Goal of the exercise: What is needed is an exact copy of every entry.

Start of The records

PR #7226, opened 2020-11-02
fix lld hang (#6126) and dynlink clang to reduce size (#7190)

### LINKED ISSUE #7190: Reduce Clang package size?
Any reason we don't configure Clang package with dynamic linking to reduce its size?
I remember we had issues with lld but that one is now linked with Clang stdlib so it should not matter anymore.

Any feedback before I start looking into this again?

adrpo:
fixes #7190 and again #6126


adrpo:
Can anybody that uses lld test this properly? I don't use lld in my projects (yet).

mingw-w64-clang/0302-LLD-Allow-configuring-default-ld.lld-backend.patch
```diff
@@ -41,19 +41,65 @@ diff --git a/tools/lld/lld.cpp b/tools/lld/lld.cpp
...
 --- a/tools/lld/lld.cpp
 +++ b/tools/lld/lld.cpp
-@@ -92,7 +92,12 @@ static bool isPETarget(std::vector<const char *> &v) {
-       continue;
-     return isPETargetName(*(it + 1));
-   }
+@@ -27,0 +28,4 @@
++#if defined(__MINGW32__)
++#include <Windows.h>
++#endif
```
mati865, line 47: This patch is already merged upstream so it can be easily dropped with the next upgrade if you move your changes to another patch.

jeremyd2019:
Hmm, I was picturing providing an alternative `_Exit` implementation somehow...  It seems like it would still have issues with other targets too.

jeremyd2019:
> Maybe you could avoid disabling early exit and instead patch https://github.com/llvm/llvm-project/blob/release/11.x/llvm/lib/Support/Process.cpp#L96 ?

Better yet, https://github.com/llvm/llvm-project/blob/release/11.x/lld/Common/ErrorHandler.cpp#L70

adrpo:
Agreed. I saw the exit function in ErrorHandler after I did my patch and the code was not reached. I will move my stuff there.

jeremyd2019:
I'm going to try building llvm with the clang/llvm/lld binaries from this pull request tonight, and I'm also going to have a CI run going to try to build with this patch: https://github.com/jeremyd2019/MINGW-packages/blob/d7c70bdf3702bb56815b82c807541716709f8d41/mingw-w64-clang/0305-use-TerminateProcess-instead-of-exit.patch

mingw-w64-clang/0302-LLD-Allow-configuring-default-ld.lld-backend.patch
adrpo: Will do. I was lazy with the first fix :)

adrpo:
Nice. You already did it.

jeremyd2019:
Completely untested thus far though

adrpo:
@jeremyd2019  Should we move the lld.cpp parts from patch 302 to 305? Or is fine to apply several patches to the same file?

adrpo:
Ouch, because ErrorHandler.h is included we now have an ambiguous reference:
`C:/_/mingw-w64-clang/src/lld/tools/lld/lld.cpp:169:12: error: reference to 'wasm' is ambiguous`
I'll fix it.

adrpo:
I have a fix, but I will build it locally so I don't waste resources to find errors and then push it in.

jeremyd2019:
> I have a fix, but I will build it locally so I don't waste resources to find errors and then push it in.

Cool.  I have been working the other way around - pushing to build in GHA because I don't have the local resources to devote to building llvm (especially since I was already doing a local build of llvm with the results of your first patch).

jeremyd2019:
> I'm going to try building llvm with the clang/llvm/lld binaries from this pull request tonight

End of The records

Exercise response:
PR #7226, opened 2020-11-02
fix lld hang (#6126) and dynlink clang to reduce size (#7190)

### LINKED ISSUE #7190: Reduce Clang package size?
Any reason we don't configure Clang package with dynamic linking to reduce its size?
I remember we had issues with lld but that one is now linked with Clang stdlib so it should not matter anymore.

Any feedback before I start looking into this again?

adrpo:
fixes #7190 and again #6126


adrpo:
Can anybody that uses lld test this properly? I don't use lld in my projects (yet).

mingw-w64-clang/0302-LLD-Allow-configuring-default-ld.lld-backend.patch
```diff
@@ -41,19 +41,65 @@ diff --git a/tools/lld/lld.cpp b/tools/lld/lld.cpp
...
 --- a/tools/lld/lld.cpp
 +++ b/tools/lld/lld.cpp
-@@ -92,7 +92,12 @@ static bool isPETarget(std::vector<const char *> &v) {
-       continue;
-     return isPETargetName(*(it + 1));
-   }
+@@ -27,0 +28,4 @@
++#if defined(__MINGW32__)
++#include <Windows.h>
++#endif
```
mati865, line 47: This patch is already merged upstream so it can be easily dropped with the next upgrade if you move your changes to another patch.

jeremyd2019:
Hmm, I was picturing providing an alternative `_Exit` implementation somehow...  It seems like it would still have issues with other targets too.

jeremyd2019:
> Maybe you could avoid disabling early exit and instead patch https://github.com/llvm/llvm-project/blob/release/11.x/llvm/lib/Support/Process.cpp#L96 ?

Better yet, https://github.com/llvm/llvm-project/blob/release/11.x/lld/Common/ErrorHandler.cpp#L70

adrpo:
Agreed. I saw the exit function in ErrorHandler after I did my patch and the code was not reached. I will move my stuff there.

jeremyd2019:
I'm going to try building llvm with the clang/llvm/lld binaries from this pull request tonight, and I'm also going to have a CI run going to try to build with this patch: https://github.com/jeremyd2019/MINGW-packages/blob/d7c70bdf3702bb56815b82c807541716709f8d41/mingw-w64-clang/0305-use-TerminateProcess-instead-of-exit.patch

mingw-w64-clang/0302-LLD-Allow-configuring-default-ld.lld-backend.patch
adrpo: Will do. I was lazy with the first fix :)

adrpo:
Nice. You already did it.

jeremyd2019:
Completely untested thus far though

adrpo:
@jeremyd2019  Should we move the lld.cpp parts from patch 302 to 305? Or is fine to apply several patches to the same file?

adrpo:
Ouch, because ErrorHandler.h is included we now have an ambiguous reference:
`C:/_/mingw-w64-clang/src/lld/tools/lld/lld.cpp:169:12: error: reference to 'wasm' is ambiguous`
I'll fix it.

adrpo:
I have a fix, but I will build it locally so I don't waste resources to find errors and then push it in.

jeremyd2019:
> I have a fix, but I will build it locally so I don't waste resources to find errors and then push it in.

Cool.  I have been working the other way around - pushing to build in GHA because I don't have the local resources to devote to building llvm (especially since I was already doing a local build of llvm with the results of your first patch).

jeremyd2019:
> I'm going to try building llvm with the clang/llvm/lld binaries from this pull request tonight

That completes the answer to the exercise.